Everyone was so supportive and positive and compassionate. Slowly, the lonely, shadowy darkness that I was wandering through began to lighten. Our amazing family and friends began to surround us and mend flesh back to spirit. The love of those around us was the realization that we were not in fact, solitary ghosts. We were not alone in this. I cannot tell you how wonderful people were to us yesterday. Family that was not already here dropped everything to start making their way here. Friends drove and sent loving texts and encouragement. Even the doctors and nurses were especially present and kind to us. Love really is a powerful force.
Our heads began to clear. We were surrounded by all of these amazing people and their overwhelming support, but Lisa and I hadn’t yet had a moment alone. So I asked everybody to leave the room for a bit.
When the room was empty, we just held each other and wept. Deep, guttural crying. When we had no more tears left to cry, I felt inspired to do something that is kind of odd for me to do these days.
Honestly, my personal relationship with the Bible has not been great over the last few years. I find it to be such a difficult and misused book that I often just avoid it. But somehow in the middle of this very real pain, I was struck by that phrase my sister had used.
‘Fearfully and wonderfully made.’
So I took out my phone and googled Psalm 139. I placed my hand on Lisa’s belly and read: “You created her inmost being;”
That phrase unearthed a new reservoir of tears for both Lisa and I. It took a long time before I could gain composure to continue reading. But eventually the words washed over us like a waterfall.
‘You knit her together in her mother’s womb.
We praise you because she is fearfully and wonderfully made
Your works are wonderful, I know that full well.
Her frame was not hidden from you
When she was made in the secret place,
When she was woven together in the depths of the earth.
Your eyes saw her unformed body;
All the days ordained for her were written in your book
Before one of them came to be.
How precious are your thoughts of her oh God
How vast is the sum of them
Were I to count them, they would outnumber the grains of sand’
I began to see that this precious life that had been given to us was indeed a gift. Even though it might not have come in the expected packaging with the exact kind of bow and wrapping paper that we are accustomed to, it was no less of a gift. Life is a gift. Period.
Life is more than salary levels or grade point averages. Life is more than rankings on a chart. Life is about things like love, wonder and joy. And let me tell you, this girl is going to be loved.
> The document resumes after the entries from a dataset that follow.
PR #1424, opened 2023-09-13
feat: notifying  incosistent fs version problem with exit code

PerseidMeteor:
If acceld converts with different fs version cache, leading to an inconsistent fs version problem when merging into boostrap layer. So we need to notify acceld that an inconsistent version occured and handle this error.

## Details
Define `InconsistentFsVersion` with `thiserror` and check error type after merge, if is fs version inconsistent problem, just return status code 2.

## Types of changes

## Checklist

### DIFF
--- a/rafs/src/metadata/mod.rs
+++ b/rafs/src/metadata/mod.rs
@@ -17,8 +17,9 @@ use std::path::{Component, Path, PathBuf};
 use std::str::FromStr;
 use std::sync::Arc;
 use std::time::Duration;
+use thiserror::Error;
 
-use anyhow::bail;
+use anyhow::{bail, ensure};
 use fuse_backend_rs::abi::fuse_abi::Attr;
 use fuse_backend_rs::api::filesystem::Entry;
 use nydus_api::{ConfigV2, RafsConfigV2};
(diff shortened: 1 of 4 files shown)


rafs/src/metadata/mod.rs
```diff
@@ -397,34 +399,44 @@ pub struct RafsSuperConfig {
     pub is_tarfs_mode: bool,
 }
 
+#[derive(Error, Debug)]
+pub enum MergeError {
```
imeoer, line 403: How about just using this:

```
pub enum MergeError {
    #[error("Inconsistent RAFS Filesystem: {0}")]
    InconsisentFilesystem(String),
    #[error(transparent)]
    Other(#[from] Error),
}
```

builder/src/merge.rs
```diff
@@ -83,6 +83,7 @@ impl Merger {
         target: ArtifactStorage,
         chunk_dict: Option<PathBuf>,
         config_v2: Arc<ConfigV2>,
+        expected_fs_version: Option<u32>,
```
imeoer, line 86: It seems we need to also consider other options like `chunk_size`, `digester`, I think maybe it's unnecessary to check this.

rafs/src/metadata/mod.rs
PerseidMeteor: ok, I droped the `DifferentDigestAlgorithm(String)`

src/bin/nydus-image/main.rs
```diff
@@ -759,7 +759,13 @@ fn main() -> Result<()> {
             }
         }
     } else if let Some(matches) = cmd.subcommand_matches("merge") {
-        Command::merge(matches, &build_info)
+        let result = Command::merge(matches, &build_info);
+        if let Err(e) = result {
```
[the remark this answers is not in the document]
PerseidMeteor: we may can do it `if let MergeError::InconsisentFsVersion(_) = result.unwrap_err()`

builder/src/merge.rs
PerseidMeteor: Dropped this commit temporarily

rafs/src/metadata/mod.rs
```diff
@@ -397,34 +398,42 @@ pub struct RafsSuperConfig {
...
+    #[error("Inconsistent RAFS version:{0}")]
+    InconsisentFsVersion(String),
```
imeoer, line 404: Better be

```
#[error("Inconsistent RAFS Filesystem: {0}")]
nconsisentFilesystem(String),
```

src/bin/nydus-image/main.rs
```diff
@@ -759,7 +759,11 @@ fn main() -> Result<()> {
             }
         }
     } else if let Some(matches) = cmd.subcommand_matches("merge") {
-        Command::merge(matches, &build_info)
+        let result = Command::merge(matches, &build_info);
+        if let Err(MergeError::InconsisentFsVersion(_)) = result {
+            std::process::exit(2);
+        }
+        Ok(())
```
imeoer, line 766: Other errors should also be handled here?

rafs/src/metadata/mod.rs
PerseidMeteor: There will be a warning if doesn't have an upper camel case name.May be follows better.
```
#[error("Inconsistent RAFS Filesystem: {0}")]
NconsisentFilesystem(String),
```

src/bin/nydus-image/main.rs
PerseidMeteor: yep

rafs/src/metadata/mod.rs
```diff
@@ -397,34 +398,44 @@ pub struct RafsSuperConfig {
     pub is_tarfs_mode: bool,
 }
 
+#[derive(Error, Debug)]
+pub enum MergeError {
+    #[error("Inconsistent RAFS Filesystem: {0}")]
+    NconsisentFilesystem(String),
```
imeoer, line 404: `InconsistentFilesystem(String),` ?

rafs/src/metadata/mod.rs
```diff
@@ -397,34 +398,44 @@ pub struct RafsSuperConfig {
...
+    #[error(transparent)]
+    Other(#[from] anyhow::Error),
+    #[error(transparent)]
+    IOError(#[from] std::io::Error),
```
imeoer, line 408: Is it necessary?

PerseidMeteor: yep, because these two func return an `std::io::Error`. If we don't have an `IOError`  from, they can not be converted to an MergeError automaticly.

builder/src/merge.rs
```diff
@@ -83,49 +83,56 @@ impl Merger {
...
         }
         if let Some(digests) = blob_digests.as_ref() {
-            ensure!(
-                digests.len() == sources.len(),
-                "number of blob digest entries {} doesn't match number of sources {}",
-                digests.len(),
-                sources.len(),
-            );
+            if digests.len() != sources.len() {
+                Err(MergeError::Other(anyhow!(
```
imeoer, line 94: Does this let the `merge` func return the error immediately?

rafs/src/metadata/mod.rs
imeoer: But it seems also to be converted to `MergeError::Other` in `OutputSerializer::dump(matches, output, build_info).map_err(MergeError::Other)`.

builder/src/merge.rs
PerseidMeteor: maybe we can do it use `return`

PerseidMeteor: Maybe we can use `return`.

rafs/src/metadata/mod.rs
PerseidMeteor: > yep, because these two func return an `std::io::Error`. If we don't have an `IOError` from, they can not be converted to an MergeError automaticly.

The func is `blob_ctx.blob_id =
                                BlobInfo::get_blob_id_from_meta_path(bootstrap_path)?;`
We can manually convert it to `MergeError.`

builder/src/merge.rs
```diff
@@ -222,8 +234,11 @@ impl Merger {
                         {
                             blob_ctx.blob_id = original_id;
                         } else {
-                            blob_ctx.blob_id =
-                                BlobInfo::get_blob_id_from_meta_path(bootstrap_path)?;
+                            let blob_id = BlobInfo::get_blob_id_from_meta_path(bootstrap_path);
+                            if let Err(err) = blob_id {
```
imeoer, line 238: Better to use `map_err` ?

src/bin/nydus-image/main.rs
```diff
@@ -758,7 +758,11 @@ fn main() -> Result<()> {
             }
         }
     } else if let Some(matches) = cmd.subcommand_matches("merge") {
-        Command::merge(matches, &build_info)
+        let result = Command::merge(matches, &build_info);
+        if let Err(MergeError::InconsistentFilesystem(_)) = result {
+            std::process::exit(2);
```
imeoer, line 763: Does this will print the error message to stderr before exit?

PerseidMeteor: it seems not,may be use `eprintln`?

imeoer (approved):
LGTM! Thanks!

And while I don’t know that much about Down Syndrome (DS) yet, the people with DS that I have seen certainly seem to know how to experience some very real joy and wonder.
Life is a gift. Lucy is a gift.
We know we have a challenging road ahead of us. We have been informed, for instance, that Lucy is going to need a couple of major heart surgeries in the next six months. This is not going to be easy.
But we also believe its going to be an amazing adventure. As I watch Lisa and Amelie (our other daughter) hold and kiss this precious little girl of ours, I already am more in love with this family of mine. Together, we are going to learn and experience love and joy in new ways. We already are. We are already connected with our friends and family in a deeper way. And Lucette is gorgeous. Her name means light, and we know she is going to continue to bring so much light to a world that needs it. Welcome to the world, Lucy. We are so grateful for the gift that you are. You are and will always be loved.